Two percutaneous treatments are aspiration, injection, and re-aspiration to destroy the germinal matrix, and percutaneous therapy to destroy the endocyst. Percutaneous aspiration, injection, and re-aspiration is increasingly used as the first-line treatment for single or easily accessible cysts and for patients who cannot undergo surgery. Surgery is considered for multiple cysts, large cysts, and cysts not easily accessible with a percutaneous technique.³ Complication rates and length of hospital stay with percutaneous aspiration are lower than with surgery.⁴ Observation is recommended for small, asymptomatic, inactive cysts.

Leakage of cyst contents during surgical or percutaneous intervention or spontaneous rupture can cause a recurrence,⁵ and anaphylaxis is a potential complication of cyst rupture.¹ For this reason, giving oral albendazole (Albenza) is recommended before any intervention. Sterilization of the cyst contents with a protoscolicidal agent (20% NaCl) before evacuation of cyst contents is also standard practice.

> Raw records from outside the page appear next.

PR #3815, opened 2023-02-08
Add concurrency primitives for the JIT, based on Racket threads

SystemFw:
## Overview

Adds the foundational concurrency primitives to the JIT:
- mutable variables + CAS
- single-shot Promise
- sleep
- fork & kill threads

It also points UCM to the `unison.public.internal.trunk`  compiler lib,  fixes a bug in `killThread` that had gone undetected, and adds a `data` library to help constructs results that respect the calling convention.

## Implementation notes

The threading is built on Racket threading, which is based on single core green threads.
Most things are mapping and reexports, the most interesting thing is the implementation of Promise. 
Roughly speaking, it uses CAS on a box and a single empty semaphore to implement the Promise state machine. The key component here is that Racket exposes a `semaphore-peek-evt` which lets a thread wait on an empty semaphore _without_ decrementing the number of permits, which in turn means we can easily implement waiting for multiple readers.

Racket logs uncaught thread interruption exceptions, Haskell doesn't.  Should we mimic the Haskell behaviour or use Racket's?

I was tempted to improve the interruption model by changing `tryEval` to introduce interruption only for safe-points (`Promise.read`, `sleep`) , but then we decided not to.

## Test coverage

Tested via the new `tests.u` mechanism, specifically see `concurrency-tests.u`

## Loose ends

I've decided to tackle `tryEval` in a different PR.


pchiusano (approved):
Nice!

dolio (approved):
Looks fine to me.

PR #3819, opened 2023-02-10
Make scheme jit transcript work

dolio:
This PR includes work that allows the JIT test transcript to actually complete. It mainly includes fixes to the way abilities are implemented in scheme, but also includes a couple miscellaneous changes that I think are helpful when doing some debugging of the scheme output.


pchiusano:
NICE!!!!

pchiusano (approved):

PR #3820, opened 2023-02-10
Char.Class builtin type and supporting functions

runarorama:
## Overview

This adds a new builtin type `Char.Class` and supporting builtin functions, including integration with `Pattern Text`.

New built-in terms:

In `Char.Class` namespace:

```
  1.  alphanumeric (Class)
  2.  and          (Class -> Class -> Class)
  3.  any          (Class)
  4.  anyOf        ([Char] -> Class)
  5.  control      (Class)
  6.  is           (Class -> Char -> Boolean)
  7.  letter       (Class)
  8.  lower        (Class)
  9.  mark         (Class)
  10. not          (Class -> Class)
  11. number       (Class)
  12. or           (Class -> Class -> Class)
  13. printable    (Class)
  14. punctuation  (Class)
  15. range        (Char -> Char -> Class)
  16. separator    (Class)
  17. symbol       (Class)
  18. upper        (Class)
  19. whitespace   (Class)
``` 

In the `Text.patterns` namespace:

```
char         (Class -> Pattern Text)
```

## Implementation notes

This changes the `Unison.Util.Text.Pattern` module somewhat. Special-casing on character ranges and character sets is removed from the `Pattern` type, replaced with a `Char` constructor that takes a `CharacterPattern`:

```
data Pattern
  = Join [Pattern] -- sequencing of patterns
  | Or Pattern Pattern -- left-biased choice: tries second pattern only if first fails
  | Capture Pattern -- capture all the text consumed by the inner pattern, discarding its subcaptures
  | Many Pattern -- zero or more repetitions (at least 1 can be written: Join [p, Many p])
  | Replicate Int Int Pattern -- m to n occurrences of a pattern, optional = 0-1
  | Eof -- succeed if given the empty text, fail otherwise
  | Literal Text -- succeed if input starts with the given text, advance by that text
  | Char CharPattern -- succeed if input starts with a char matching the given pattern, advance by 1 char
  deriving (Show, Eq, Ord)
```

`CharacterPattern` looks like this:

```
data CharPattern
  = Any -- any char
  | Not CharPattern -- negation of the given pattern
  | Union CharPattern CharPattern -- match if either pattern matches
  | Intersect CharPattern CharPattern -- match if both patterns match
  | CharRange Char Char -- match if char is in the given range
  | CharSet [Char] -- match if char is in the given set
  | CharClass CharClass -- match if char is in the given class
  deriving (Show, Eq, Ord)

data CharClass
  = AlphaNum -- alphabetic or numeric characters
  | Upper -- uppercase alphabetic characters
  | Lower -- lowercase alphabetic characters
  | Whitespace -- whitespace characters (space, tab, newline, etc.)
  | Control -- non-printing control characters
  | Printable -- letters, numbers, punctuation, symbols, spaces
  | MarkChar -- accents, diacritics, etc.
  | Number -- numeric characters in any script
  | Punctuation -- connectors, brackets, quotes
  | Symbol -- symbols (math, currency, etc.)
  | Separator -- spaces, line separators, paragraph separators
  | Letter -- letters in any script
  deriving (Show, Eq, Ord)
```

This lets us do more general patterns with character classes, like:

* `many (char (and alphanumeric (not upper)))` matches a string of alphanumeric characters that are not uppercase letters.
* `join [letter, char (many (or symbol (or alphanumeric mark))]` to capture a valid XML element name.

I've left all the existing special-case pattern builtins but just changed their implementation.

## Test coverage

Tested by a Unison test suite in the Base library.


ceedubs:
@runarorama if you want to not special-case `Char` in `Pattern` then one option is to use a discrete interval encoding tree and support any discrete type. I've done this in the implementation of a regular expression and it worked pretty well. The potentially big downside that I can think of is that it might lead to extra boxing of chars and slow `Pattern` down? But I guess the current hyrbrid state feels a bit weird to me and I'd be inclined to either specialize `Pattern` to `Char` or make classes support multiple types.

pchiusano:
@ceedubs yeah, that's an interesting idea. No strong opinions on that, but I'd lean toward just having `Char.Class` be monomorphic as it is in this PR. We can always reuse code in the implementations on the implementation of the builtins, once we support more pattern types than just `Pattern Text`.

pchiusano (approved):
Nice!

runarorama:
I think the next one we're going to support is `Pattern Bytes`, and there's not really a coherent notion of a "bytes class", so I'm not sure how well that concept translates to non-text things.

PR #3824, opened 2023-02-13
Format codebase using Ormolu and fail PRs if not ormolu formatted

pchiusano:
Tagging a bunch of people on this PR so no one is surprised to see this coming. I'd like to just have CI enforce the formatting we want. Things have started to drift a bit. 

It's only a minor annoyance once per contributor to set up your editor and/or a pre-commit hook to format things correctly, but as a major bonus all subsequent PRs will not have needlessly large diffs and/or conflicts due to formatting or Ormolu version drift. And we can all avoid thinking any more about formatting.

Turns out there's already a handy GH action for this sort of thing, which CI invokes now, so this was super easy.

This seems pretty low risk. If people happen to have in-flight PRs that are behind this PR, they can just run this:

```
ormolu --mode inplace $(find . -name '*.hs')
```

One minor thing I noticed - Ormolu's parser barfs when fed files with CPP, so I wrapped the relevant sections in `{- ORMOLU_DISABLE -}` in this PR.

Instructions for this are added to [development.markdown](https://github.com/unisonweb/unison/blob/4bd4eff18460836d00e5ee88358e619810aad0ca/development.markdown)


dolio:
What do you want reviewed on this? I don't think I can review all 223 files. :)

pchiusano:
@dolio I just tagged core folks who work on the Haskell codebase just to make it more likely that you see this coming and aren't surprised. :)

.github/workflows/ci.yaml
```diff
@@ -17,9 +17,19 @@ on:
...
 
 jobs:
+
+  ormolu:
+    runs-on: ubuntu-20.04
+    steps:
+      - uses: actions/checkout@v2
+        with:
+          path: unison
+      - uses: mrkkrp/ormolu-action@v10
```
aryairani:
```suggestion
      - uses: mrkkrp/ormolu-action@v10 # v10 uses ormolu 0.5.3.0
```

aryairani (approved):

dolio:
Okay. I thought that might be the case.

.github/workflows/ci.yaml
pchiusano: Good idea, thanks!

pchiusano: This version info is also noted in development.markdown btw.

PR #3826, opened 2023-02-14
Make compile.native use racket

dolio:
Not much to report on this one. Racket actually allows building self-contained executables rather than 'boot' files like chez.


pchiusano (approved):

pchiusano:
Nice!

PR #3827, opened 2023-02-15
Initial bare bones TLS implementation

jaredly:
Turns out racket's `openssl` lib did expose the things I needed 🎉

Just enough to make this example work:
```hs
getExample _ =
    socket = Socket.client (HostName "example.com") (Port "443")
    config = ClientConfig.default (HostName "example.com") ""
    tls = base.IO.net.Tls.newClient config socket
    conn = base.IO.net.Tls.handshake tls
    TlsSocket.send conn (toUtf8 "GET /index.html HTTP/1.0\r\n\r\n")
    response = receive tls
    TlsSocket.close conn
    builtin.printLine (base.Text.fromUtf8 response)
```

Open issues:
- [ ] I haven't handled any errors, need to add that
- [ ] I'm ignoring certificateSuffix for now, haven't figured out what that correlates to in racket's lib
- [ ] Text.fromUtf8 will be different, as we're now doing an impl of Text in scheme

### DIFF
--- a/scheme-libs/common/unison/boot.ss
+++ b/scheme-libs/common/unison/boot.ss
@@ -153,7 +153,10 @@
   (define-syntax request
     (syntax-rules ()
       [(request r t . args)
-       ((cdr (ref-mark (quote r))) (list (quote r) t . args))]))
+      (let ((ref-mark-result (ref-mark (quote r))))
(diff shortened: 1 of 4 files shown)


jaredly:
I'm splitting this out

PR #3828, opened 2023-02-15
Improve error message for unhandled ability

ceedubs:
In certain cases this will change the failure message from something
like `resolve: unhandled ability request: 1561` to `resolve: unhandled
ability request: #ifg08` where `#ifg08` is the has of the ability that
was unhandled. At this stage we don't have convenient access to the
actual constructor within the ability that was not handled.

I haven't added tests because I don't really know how to set them up.
But it's not really a big deal if there's a regression in this error
message, so I'm not sure whether they'd be worth the trouble.


dolio (approved):
Looks good.

PR #3831, opened 2023-02-17
Add tryEval to the JIT compiler

SystemFw:
## Overview

Adds tryEval, which catches native failures. The main practical use case is dealing with async exceptions.

## Implementation notes

Uses the native racket mechanism for exceptions.

Categorises exceptions when possible, using racket's predicates

## Test coverage

Tested the main use case with async exceptions, and tested `bug` as far as possible right now.

## Loose ends

- The JIT compiler doesn't have type links yet, so I'm making up a String tag. They will be replaced once type links are in.
- I didn't fully model the behaviour of `bug`, because we don't have universal toText yet.
-  I will open another PR to add a type link for ThreadKilled on the Haskell side, but I think it's better to merge this one now because it contains helpers to build exceptions that will be useful to add network/file builtins

### DIFF
--- a/.gitignore
+++ b/.gitignore
@@ -13,3 +13,4 @@ dist-newstyle
 # GHC
 *.hie
 *.prof
+/libb2.dylib
--- a/scheme-libs/chez/unison/concurrent.ss
+++ b/scheme-libs/chez/unison/concurrent.ss
@@ -10,13 +10,13 @@
     promise-try-read
     fork
     kill
-    sleep)
+    sleep
+    try-eval)
 
 
   (define err "This operation is not supported on the pure Chez Scheme
 backend, use the Racket over Chez Scheme backend")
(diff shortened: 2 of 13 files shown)


ceedubs:
> The main practical use case is dealing with async exceptions.

Looking at the diff, it looks like this also catches `bug`, pattern match failures, etc like the Haskell runtime version does, right? If so, then another pretty important use case is making sure that one of these (sync) types of failures doesn't prevent resource cleanup.

SystemFw:
> If so, then another pretty important use case is making sure that one of these (sync) types of failures doesn't prevent resource cleanup.

it catches everything as far as I can tell yeah

pchiusano (approved):

dolio (approved):
I think this looks good.

PR #3832, opened 2023-02-18
Fix `request` for the case of unhandled abilities

jaredly:
Previously it would give an untraceable scheme error, "expected mpair, found #f".
This now just raises the ability request as an exception.


dolio:
So, this just raises with the list of arguments. Maybe it should include the `r` and `t` part, too?

Also, maybe we should define a [condition type](https://www.scheme.com/tspl4/exceptions.html#./exceptions:h2) for this so it's more obvious what's going on when it happens?

jaredly:
Ok, added the other args, and made it a condition!

jaredly:
@dolio can we merge this too?

dolio (approved):
Looks good.

PR #3833, opened 2023-02-18
Add new serialization builtins: `Code.serialize.small` and `Value.serialize.small`

pchiusano:
These work the same as `Code.serialize` and `Value.serialize` but assigns each `Reference` an integer id (starting from 0) and uses that instead of writing / reading 512 bit hashes every time. Furthermore, the ints are variable-length encoded, so in this new format a `Reference` that's been seen before will typically be encoded with 2 or 3 bytes (instead of 64 bytes with the old format).

Also uses variable-length encoding for constructor tags. Typically a data type has fewer than 127 constructors (!!) so this takes constructor tags down to 1 byte instead of 8 bytes.

There are no new functions for deserialization, instead, `Value.deserialize` and `Code.deserialize` have been modified to read this format as well, keying off the version number which starts off the serialized form. A version number of 4 is this new format, and a version number of 3 is the old format.

## Is it better? 

As a quick test, I compared lists like `[Some 1, Some 2, ...]` of various sizes. This is kind of a worst case for the existing format, since it's encoding the `Optional` hash over and over, and it's encoding the constructor tag with 8 bytes instead of 1. The uncompressed size is about 4x smaller in this PR.

However, compressed size with `zlib.compress` is not much different - ratio is about 12:15. Which kind of makes sense - as long as the hash (or any other substring) appears in the sliding window (by default 32k), it'll just insert a backreference in the output, same as this format is doing manually:

> An encoded match to an earlier string consists of an 8-bit length (3–258 bytes) and a 15-bit distance (1–32,768 bytes) to the beginning of the duplicate. Relative back-references can be made across any number of blocks, as long as the distance appears within the last 32 KiB of uncompressed data decoded (termed the sliding window).

zlib is very fast at this, too, so it's possible this format is actually slower, though I haven't benchmarked.

One benefit to this format is it recovers sharing of references - at least within a single serialized value. But I think (independently) that we want sharing of references across all values. (Like if I separately read two `[Optional Nat]`, I want the `Optional` reference to be shared) And this canonicalization could be done without changing the format at all.

So my feeling right now is this PR isn't necessarily worth it.

## Implementation notes

Encoding monad is now `MonadState EncodeState m, MonadPut m`, where `EncodeState` is a `Map Reference Int`. Decoding state is analogous (an `IntMap Reference`). The state is built up incrementally when encoding / decoding, but other than that there's no changes to the format.

I created serialization modules `*V3` and `*V4` - `V3` is the old format, `V4` is this "small" format.

@dolio I wasn't sure what `Interface.hs` should be using - is this just used for the `compile` command? I left it using `V3`.


dolio:
Yeah, I'm pretty sure that the import for `Interface` is so it can serialize the intermediate code stuff it needs for standalone files.

PR #3834, opened 2023-02-21
Racket implementations of chunked List/Text/Bytes

lexi-lambda:
This PR is a draft implementation of data structures that can be used to implement the `List`, `Text`, and `Bytes` types. The `vector-trie.rkt` module implements the basic underlying structure, and the `chunked-seq.rkt` module generates specialized variants on top. The specialized variants cache the first/last chunk in the root node, so `cons` and `snoc` are amortized constant time.

This PR is only a draft because some operations have not yet been finished, and some of them use a needlessly inefficient implementation. There are some comments that describe the latter.


lexi-lambda:
Closing this since the changes have been merged through other branches.

PR #3835, opened 2023-02-21
Add specific failure typeLink for async exceptions

SystemFw:
## Overview

Adds a `ThreadKilledFailure` that you can use with `tryEval` to act on async exceptions specifically.

## Implementation notes

Nothing of note

I'm treating all constructors of AsyncException uniformly (ThreadKilled, UserInterrupt, StackOverflow, HeapOverflow).

## Test coverage

Tested via the new tests.u machinery. Currently only tested on the interpreter (see below).

## Loose ends

- It can only be tested on the interpreter because the JIT has no typeLinks yet. `thread-killed-typeLinks-tests.u` should be merged back into `concurrency-tests.u` when the JIT can run it.
- Requires a `builtin.merge` to get `ThreadKilledFailure`, probably something to include in the next release of `base`


dolio (approved):
Looks good to me. I don't have a strong opinion about treating the other async exceptions the same. It seems fine, since they're effectively killing the thread in a way that should not be recovered from, just for slightly varying reasons.

pchiusano (approved):

PR #3838, opened 2023-02-23
JIT: use records rather than lists for encoding unison structures

dolio:
- Previously we were using lists, because Chez has built-in support for treating them as tagged records with case analysis.
- This instead introduces several Scheme record types for encoding the various sorts of data structures:
  * data records with a reference, tag and fields
  * sum records with a tag and fields
  * request records with an ability designation, tag and fields
  * pure records with a field (for pure abilty cases)
- Macros are defined to allow pattern matching on these records
- Various definitions have been tweaked to emit the right sort of record.
- Corresponding unison compiler code will emit wrappers around these new record types.
- The data record, for example, will be useful when eventually doing decompiling, since we need reference data to figure out what a data value actually is.

Corresponding unison code will be pushed to internal.


pchiusano (approved):
Cool. Did you (manually) run the `jit-tests.sh` script to make sure things still work?

Also you gotta sync with trunk, looks like.

SystemFw (approved):

jaredly (approved):
excellent

dolio:
I'm actually having some trouble running the JIT tests. It seems like racket is trying to open the wrong libcrypto shared library file on Linux. If someone else could try running the JIT tests against this branch, that'd be handy. I pushed the unison changes that I think are necessary to share.

Edit: Got it running locally by tweaking some stuff. Fixing some issues.

dolio:
Finally got the test suite running with this. Should be good to merge now.

dolio:
@jaredly I added some stuff to make the crypto stuff work on Linux. It just provides a list of possible versions to look for to `ffi-lib`. Can you make sure that it still works on Mac some time?

pchiusano:
I'm on mac and this worked fine

image

PR #3841, opened 2023-02-23
feat(respect-ucm-host): makes codebase server use the correct host

### LINKED ISSUE #2689: ui command doesn't use the correct host
if you have the UCM_HOST env variable set to force API server to bind to a specific, the `ui` command should use this host. Right now `ui` seems to always use `localhost`

mabasic:
Fixes #2689

## Overview

The environment variable `UCM_HOST` was already parsed, so I have just made it so that it tries to use the value of it or default to "http://127.0.0.1", instead of just defaulting to "http://127.0.0.1".

I've tested it and it works.

### DIFF
--- a/CONTRIBUTORS.markdown
+++ b/CONTRIBUTORS.markdown
@@ -73,3 +73,4 @@ The format for this list: name, GitHub handle
 * Jesse Looney (@jesselooney)
 * Vlad Posmangiu Luchian (@cstml)
 * Andrii Uvarov (@unorsk)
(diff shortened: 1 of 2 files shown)


pchiusano (approved):
@mabasic thanks! Could you just add yourself to CONTRIBUTORS.markdown?

mabasic:
> @mabasic thanks! Could you just add yourself to CONTRIBUTORS.markdown?

Added.

PR #3846, opened 2023-02-28
Add TCP primops to racket

jaredly:
enough to connect to example.com!
I tried to add a test for "failure", but the `handle` plumbing doesn't seem to be all there -- it somehow swallowed the error.


dolio:
Should the `TODO` test be uncommented? Is the problem just that the thing in the handle is delayed like you mentioned yesterday?

jaredly:
oh lol forgot to push

jaredly:
Ok @dolio I think this is ready to go!

dolio (approved):
Okay, looks good.

PR #3848, opened 2023-03-03
Multiline raw text literals

pchiusano:
Pretty simple. Three or more `"` starts out a text literal, terminated by the same number of consecutive closing quotes. For instance:

```unison
lit1 = """
This is a raw text literal.
It can start with 3 or more ",
and is terminated by the same number of quotes.
Nothing is escaped. \n

The initial newline, if it exists, is ignored.
"""

> lit1
```

This is especially handy when testing out parsing libraries.

The column of the closing quote determines the starting column, and if all lines start with that many spaces, it's stripped from all the lines. This means you can do things like this:

```
foo = 
  """
  uno
  dos
  tres
  """
```

And it works as expected. Thanks to @ceedubs for the suggestion.

## Implementation notes

A small change to the lexer and pretty-printer

The pretty-printer opportunistically uses this syntax whenever the string contains `\n` and consists solely of printable characters, as long as it's at the top level. If the string is nested inside a function call, say, it won't use the syntax, since that could (I believe) potentially cause round-trip issues if the string ends on a weird column.

## Test coverage

Added a simple transcript to exercise.

### DIFF
--- a/parser-typechecker/src/Unison/Syntax/TermPrinter.hs
+++ b/parser-typechecker/src/Unison/Syntax/TermPrinter.hs
@@ -227,8 +227,9 @@ pretty0
       --      metaprograms), then it needs to be able to print them (and then the
       --      parser ought to be able to parse them, to maintain symmetry.)
       Boolean' b -> pure . fmt S.BooleanLiteral $ if b then l "true" else l "false"
-      Text' s | Just quotes <- useRaw s -> 
-        pure . fmt S.TextLiteral $ PP.text quotes <> "\n" <> PP.text s <> PP.text quotes
+      Text' s
+        | Just quotes <- useRaw s ->
+            pure . fmt S.TextLiteral $ PP.text quotes <> "\n" <> PP.text s <> PP.text quotes
         where
           -- we only use this syntax if we're not wrapped in something else,
           -- to avoid possible round trip issues if the text ends at an odd column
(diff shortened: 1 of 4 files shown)


pchiusano:
@SystemFw suggested the following heuristic in the pretty-printer: if the text contains at least one newline, and no other escape characters, use this syntax. I think I want to try this but curious if anyone has strong feelings.

ceedubs:
Awesome! I've been wanting something like this 🎉.

One thing that can be awkward with these syntaxes is indentation. For example if this were nested in a function instead of a top-level definition, it would look like this, right?

```
someDefinition =
  doStuff = do
    t = """
This is a raw text literal.
It can start with 3 or more ",
and is terminated by the same number of quotes.
Nothing is escaped. \n

The initial newline, if it exists, is ignored.
"""
    printLine t
  !doStuff
```

The indentation gets a bit confusing (and we should maybe have a test that this doesn't mess anything up), but that's probably fine. The Dhall language [considers the indentation of the closing quotes](https://docs.dhall-lang.org/tutorials/Language-Tour.html#multi-line-text-literals) which provides some flexibility but at the cost of more complex rules.

A really nice thing about Unison is that this is always something that can be changed later without breaking code (except code on Stack Overflow and blog posts and whatnot 😬)!

pchiusano:
@ceedubs I did the same indentation stripping thing, keying off the column of the closing `"""`, thanks for the suggestion!

runarorama (approved):

PR #3863, opened 2023-03-13
Fix #3861

### LINKED ISSUE #3861: UnkownDecl error in record type
This code

```
unique type Foo = {
  i : Instant
}
```

Gives this error:

```
  UnknownDecl:
    data type
    reference = Instant
```

This works fine though:

```
unique type Foo = Foo Instant
```

As does this:

```
unique type Foo = {
  i : Text
}
```

tstat:
## Overview

There is another typechecking codepath that seeded the `TypeLookup` building function with `Term.dependencies` instead of `UnisonFile.dependencies`, so it didn't fetch data decl dependencies.

### DIFF
--- a/parser-typechecker/src/Unison/FileParsers.hs
+++ b/parser-typechecker/src/Unison/FileParsers.hs
@@ -96,7 +96,6 @@ resolveNames ::
     (Term v, TDNRMap v, TL.TypeLookup v Ann)
 resolveNames typeLookupf preexistingNames uf = do
   let tm = UF.typecheckingTerm uf
-      deps = Term.dependencies tm
       possibleDeps =
         [ (Name.toText name, Var.name v, r)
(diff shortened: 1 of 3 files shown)


mitchellwrosen (approved):

parser-typechecker/src/Unison/FileParsers.hs
```diff
@@ -96,17 +96,14 @@ resolveNames ::
     (Term v, TDNRMap v, TL.TypeLookup v Ann)
 resolveNames typeLookupf preexistingNames uf = do
   let tm = UF.typecheckingTerm uf
```
aryairani, line 98: Do we like maybe even moving `tm` into the list comprehension?

aryairani (approved):

pchiusano (approved):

The rate of cyst recurrence is 16.2% with open surgery and 3.5% with percutaneous intervention.⁶ A higher incidence of recurrence in patients who undergo surgical cystectomy likely reflects the more complicated and active nature of the cysts in patients who undergo surgery.⁶

Albendazole is the drug of choice for hepatic hydatid disease.³ The optimal duration of treatment is unclear but should be guided by a combination of clinical response, medication side effects, serologic titers, and imaging. The most common adverse effects of albendazole are hepatotoxicity, abdominal pain, and nausea.

OUR PATIENT’S DIAGNOSIS AND TREATMENT

In our patient, ultrasonography confirmed the diagnosis of cystic echinococcosis by the finding of active anechoic cysts with echogenic internal debris and with a well-delineated cyst wall. The WHO-IWGE classification was CE1, ie, active anechoic cysts with internal echogenic debris.

Our patient underwent surgical rather than percutaneous cystectomy because of concern about possible cyst leakage, since she had presented with the acute onset of pain and eosinophilia. We were also concerned about the subdiaphragmatic location of the larger cyst, which could have been difficult to reach percutaneously.

Open total pericystectomy involved opening the cyst cavity, sterilizing the contents with 20% NaCl, evacuating the cyst contents, and removing the cyst tissue. Two large cysts were excised and sent for histologic examination, which confirmed E granulosus. Percutaneous aspiration was necessary 4 months later because of a recurrence, and albendazole 400 mg twice daily was continued for another 5 months. Ultrasonography 3 years later showed no evidence of echinococcal cysts, and her antibody titers remain undetectable.